### What to produce
All of the records are to be copied out exactly, with nothing left out.

### Material for this exercise
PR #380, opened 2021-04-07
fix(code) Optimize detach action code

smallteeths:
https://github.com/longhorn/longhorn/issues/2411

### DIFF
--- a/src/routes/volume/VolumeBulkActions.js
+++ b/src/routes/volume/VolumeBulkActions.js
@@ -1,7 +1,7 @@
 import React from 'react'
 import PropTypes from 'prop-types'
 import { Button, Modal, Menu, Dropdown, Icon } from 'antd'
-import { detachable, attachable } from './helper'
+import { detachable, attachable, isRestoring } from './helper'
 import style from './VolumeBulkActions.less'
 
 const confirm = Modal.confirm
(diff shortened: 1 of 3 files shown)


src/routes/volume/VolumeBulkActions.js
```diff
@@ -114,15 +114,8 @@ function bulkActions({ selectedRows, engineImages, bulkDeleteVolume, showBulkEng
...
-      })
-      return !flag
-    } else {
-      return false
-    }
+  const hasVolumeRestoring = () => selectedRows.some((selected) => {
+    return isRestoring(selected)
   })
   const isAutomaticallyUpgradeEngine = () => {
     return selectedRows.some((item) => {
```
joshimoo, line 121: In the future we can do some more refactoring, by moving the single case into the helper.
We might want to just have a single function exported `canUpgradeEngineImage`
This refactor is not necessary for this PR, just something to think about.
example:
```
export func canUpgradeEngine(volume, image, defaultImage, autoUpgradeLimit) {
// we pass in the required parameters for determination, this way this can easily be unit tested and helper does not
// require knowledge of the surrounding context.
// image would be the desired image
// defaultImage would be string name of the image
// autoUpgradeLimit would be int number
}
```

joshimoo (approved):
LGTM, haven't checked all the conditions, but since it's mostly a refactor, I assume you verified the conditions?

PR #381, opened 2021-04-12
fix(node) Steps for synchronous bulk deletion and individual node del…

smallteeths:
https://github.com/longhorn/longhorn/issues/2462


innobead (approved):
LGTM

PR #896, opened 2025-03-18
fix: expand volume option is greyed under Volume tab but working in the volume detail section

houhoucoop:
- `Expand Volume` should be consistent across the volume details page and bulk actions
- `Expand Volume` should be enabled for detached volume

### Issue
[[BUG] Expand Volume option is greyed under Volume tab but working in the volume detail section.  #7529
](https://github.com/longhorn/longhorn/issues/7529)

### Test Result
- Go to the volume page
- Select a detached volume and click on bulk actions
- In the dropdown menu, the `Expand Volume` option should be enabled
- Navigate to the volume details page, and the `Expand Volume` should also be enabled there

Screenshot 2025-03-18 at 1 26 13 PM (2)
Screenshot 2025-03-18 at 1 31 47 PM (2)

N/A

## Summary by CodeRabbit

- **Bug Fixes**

### Answer to the exercise
PR #380, opened 2021-04-07
fix(code) Optimize detach action code

smallteeths:
https://github.com/longhorn/longhorn/issues/2411

### DIFF
--- a/src/routes/volume/VolumeBulkActions.js
+++ b/src/routes/volume/VolumeBulkActions.js
@@ -1,7 +1,7 @@
 import React from 'react'
 import PropTypes from 'prop-types'
 import { Button, Modal, Menu, Dropdown, Icon } from 'antd'
-import { detachable, attachable } from './helper'
+import { detachable, attachable, isRestoring } from './helper'
 import style from './VolumeBulkActions.less'
 
 const confirm = Modal.confirm
(diff shortened: 1 of 3 files shown)


src/routes/volume/VolumeBulkActions.js
```diff
@@ -114,15 +114,8 @@ function bulkActions({ selectedRows, engineImages, bulkDeleteVolume, showBulkEng
...
-      })
-      return !flag
-    } else {
-      return false
-    }
+  const hasVolumeRestoring = () => selectedRows.some((selected) => {
+    return isRestoring(selected)
   })
   const isAutomaticallyUpgradeEngine = () => {
     return selectedRows.some((item) => {
```
joshimoo, line 121: In the future we can do some more refactoring, by moving the single case into the helper.
We might want to just have a single function exported `canUpgradeEngineImage`
This refactor is not necessary for this PR, just something to think about.
example:
```
export func canUpgradeEngine(volume, image, defaultImage, autoUpgradeLimit) {
// we pass in the required parameters for determination, this way this can easily be unit tested and helper does not
// require knowledge of the surrounding context.
// image would be the desired image
// defaultImage would be string name of the image
// autoUpgradeLimit would be int number
}
```

joshimoo (approved):
LGTM, haven't checked all the conditions, but since it's mostly a refactor, I assume you verified the conditions?

PR #381, opened 2021-04-12
fix(node) Steps for synchronous bulk deletion and individual node del…

smallteeths:
https://github.com/longhorn/longhorn/issues/2462


innobead (approved):
LGTM

PR #896, opened 2025-03-18
fix: expand volume option is greyed under Volume tab but working in the volume detail section

houhoucoop:
- `Expand Volume` should be consistent across the volume details page and bulk actions
- `Expand Volume` should be enabled for detached volume

### Issue
[[BUG] Expand Volume option is greyed under Volume tab but working in the volume detail section.  #7529
](https://github.com/longhorn/longhorn/issues/7529)

### Test Result
- Go to the volume page
- Select a detached volume and click on bulk actions
- In the dropdown menu, the `Expand Volume` option should be enabled
- Navigate to the volume details page, and the `Expand Volume` should also be enabled there

Screenshot 2025-03-18 at 1 26 13 PM (2)
Screenshot 2025-03-18 at 1 31 47 PM (2)

N/A

## Summary by CodeRabbit

- **Bug Fixes**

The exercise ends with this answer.